▶ PROMPT:
Write the data out again, matching every line exactly.

Start of SUPPLIED MATERIAL

PR #474, opened 2015-06-19
force_ssl in production

kintner:
@jonmoter can we try this again? It looks like the nginx changes have been cooked out.


jonmoter:
Okay, let's give it a shot in staging.  We now know what to revert if it doesn't work.

:+1:

jonmoter:
Actually, could you make this an ENV var instead of hard-coding it to true?

For people outside of Zendesk who use Samson, it could break their setup if suddenly it required SSL.

PR #478, opened 2015-06-19
add project 'deploy with docker' checkbox

gabetax:
Adds an explicit flag for whether we should apply any docker-specific behavior to this project, e.g. building images or presenting UI for host assignment.

We could alternately infer this from the presence of a `Dockerfile` in the repo, but until we're further down the road I'd rather not surprise anyone with behavior.

/cc @zendesk/runway


gabetax:
This is also featured flagged so we're not confusing the general public.

grosser:
Projects will still need old + new deployment while we figure out production issues, so if this is just for showing additional UI then :+1:

PR #479, opened 2015-06-19
when changing or deleting a deploy group projects#show stage stayed u…

grosser:
…nchanged

@zendesk/runway 

### Risks
 - None

### DIFF
--- a/test/models/deploy_group_test.rb
+++ b/test/models/deploy_group_test.rb
@@ -1,18 +1,30 @@
 require_relative '../test_helper'
 
 describe DeployGroup do
-  let(:prod_env) { environments(:production) }
+  let(:stage) { stages(:test_staging) }
+  let(:environment) { environments(:production) }
+  let(:deploy_group) { deploy_groups(:pod1) }
+
+  def self.it_expires_stage(method)
+    it "expires stages when #{method}" do
+      stage.deploy_groups << deploy_group
+      stage.update_column(:updated_at, 1.minute.ago)
+      old = stage.updated_at.to_s(:db)
+      deploy_group.send(method)
+      stage.reload.updated_at.to_s(:db).wont_equal old
+    end
+  end
 
   describe '.new' do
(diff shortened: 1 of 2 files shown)


test/models/deploy_group_test.rb
```diff
@@ -1,18 +1,30 @@
...
 describe DeployGroup do
-  let(:prod_env) { environments(:production) }
+  let(:stage) { stages(:test_staging) }
+  let(:environment) { environments(:production) }
+  let(:deploy_group) { deploy_groups(:pod1) }
+
+  def self.it_expires_stage(method)
+    it "expires stages when #{method}" do
+      stage.deploy_groups << deploy_group
+      stage.update_column(:updated_at, 1.minute.ago)
```
sandlerr: can this be set in the `let` block that creates the fixture?

sandlerr:
:+1:

test/models/deploy_group_test.rb
grosser: lets are cached per test case not test class, so there would be no benefit in using it.
A faster option would be to use timecop or make the fixture itself old, but that would add gem/mental overhead so ... meh ...

grosser:
Ill take that +1 and run with it, let me know if you have an idea to make it better :)

test/models/deploy_group_test.rb
sandlerr: My suggestion was to make an old fixture - not sure what we can do here but in factorygirl you could go `let(:stage) { create(:stage, updated_at: 1.minute.ago) }` or similar

grosser: create is even more expensive then an update_column :)

sandlerr: is there not an implicit create going on here? If this all in memory then great!

grosser: it's using a fixture -> no create in each test

PR #481, opened 2015-06-23
faster docker build

sandlerr:
@zendesk/runway @zendesk/samson

### DIFF
--- a/Dockerfile
+++ b/Dockerfile
@@ -9,7 +9,7 @@ ENV GEM_HOME=/bundle
 RUN gem update --system
 RUN gem install bundler
 
-RUN mkdir /app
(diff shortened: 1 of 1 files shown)


sandlerr:
We should be careful with `mkdir` in Dockerfiles, it seems to bust the cache unless we change the mtime.

grosser:
:+1: yeah ... that bug is annoying :/

grosser:
will be fixed in 1.8 https://github.com/docker/docker/pull/12031

sandlerr:
glad they changed that. Let's revert this when 1.8 is out.

princemaple:
OMG I'm so looking forward to 1.8 now.

PR #482, opened 2015-06-23
remove unneeded statement

sandlerr:
From the docs for [ADD](https://docs.docker.com/reference/builder/):

> If \<dest\> doesn’t exist, it is created along with all missing directories in its path.

This builds and caches fine.

@zendesk/runway @zendesk/samson @grosser @princemaple


princemaple:
:+1:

End of SUPPLIED MATERIAL

▶ RESULT FOR THIS TASK:
PR #474, opened 2015-06-19
force_ssl in production

kintner:
@jonmoter can we try this again? It looks like the nginx changes have been cooked out.


jonmoter:
Okay, let's give it a shot in staging.  We now know what to revert if it doesn't work.

:+1:

jonmoter:
Actually, could you make this an ENV var instead of hard-coding it to true?

For people outside of Zendesk who use Samson, it could break their setup if suddenly it required SSL.

PR #478, opened 2015-06-19
add project 'deploy with docker' checkbox

gabetax:
Adds an explicit flag for whether we should apply any docker-specific behavior to this project, e.g. building images or presenting UI for host assignment.

We could alternately infer this from the presence of a `Dockerfile` in the repo, but until we're further down the road I'd rather not surprise anyone with behavior.

/cc @zendesk/runway


gabetax:
This is also featured flagged so we're not confusing the general public.

grosser:
Projects will still need old + new deployment while we figure out production issues, so if this is just for showing additional UI then :+1:

PR #479, opened 2015-06-19
when changing or deleting a deploy group projects#show stage stayed u…

grosser:
…nchanged

@zendesk/runway 

### Risks
 - None

### DIFF
--- a/test/models/deploy_group_test.rb
+++ b/test/models/deploy_group_test.rb
@@ -1,18 +1,30 @@
 require_relative '../test_helper'
 
 describe DeployGroup do
-  let(:prod_env) { environments(:production) }
+  let(:stage) { stages(:test_staging) }
+  let(:environment) { environments(:production) }
+  let(:deploy_group) { deploy_groups(:pod1) }
+
+  def self.it_expires_stage(method)
+    it "expires stages when #{method}" do
+      stage.deploy_groups << deploy_group
+      stage.update_column(:updated_at, 1.minute.ago)
+      old = stage.updated_at.to_s(:db)
+      deploy_group.send(method)
+      stage.reload.updated_at.to_s(:db).wont_equal old
+    end
+  end
 
   describe '.new' do
(diff shortened: 1 of 2 files shown)


test/models/deploy_group_test.rb
```diff
@@ -1,18 +1,30 @@
...
 describe DeployGroup do
-  let(:prod_env) { environments(:production) }
+  let(:stage) { stages(:test_staging) }
+  let(:environment) { environments(:production) }
+  let(:deploy_group) { deploy_groups(:pod1) }
+
+  def self.it_expires_stage(method)
+    it "expires stages when #{method}" do
+      stage.deploy_groups << deploy_group
+      stage.update_column(:updated_at, 1.minute.ago)
```
sandlerr: can this be set in the `let` block that creates the fixture?

sandlerr:
:+1:

test/models/deploy_group_test.rb
grosser: lets are cached per test case not test class, so there would be no benefit in using it.
A faster option would be to use timecop or make the fixture itself old, but that would add gem/mental overhead so ... meh ...

grosser:
Ill take that +1 and run with it, let me know if you have an idea to make it better :)

test/models/deploy_group_test.rb
sandlerr: My suggestion was to make an old fixture - not sure what we can do here but in factorygirl you could go `let(:stage) { create(:stage, updated_at: 1.minute.ago) }` or similar

grosser: create is even more expensive then an update_column :)

sandlerr: is there not an implicit create going on here? If this all in memory then great!

grosser: it's using a fixture -> no create in each test

PR #481, opened 2015-06-23
faster docker build

sandlerr:
@zendesk/runway @zendesk/samson

### DIFF
--- a/Dockerfile
+++ b/Dockerfile
@@ -9,7 +9,7 @@ ENV GEM_HOME=/bundle
 RUN gem update --system
 RUN gem install bundler
 
-RUN mkdir /app
(diff shortened: 1 of 1 files shown)


sandlerr:
We should be careful with `mkdir` in Dockerfiles, it seems to bust the cache unless we change the mtime.

grosser:
:+1: yeah ... that bug is annoying :/

grosser:
will be fixed in 1.8 https://github.com/docker/docker/pull/12031

sandlerr:
glad they changed that. Let's revert this when 1.8 is out.

princemaple:
OMG I'm so looking forward to 1.8 now.

PR #482, opened 2015-06-23
remove unneeded statement

sandlerr:
From the docs for [ADD](https://docs.docker.com/reference/builder/):

> If \<dest\> doesn’t exist, it is created along with all missing directories in its path.

This builds and caches fine.

@zendesk/runway @zendesk/samson @grosser @princemaple


princemaple:
:+1:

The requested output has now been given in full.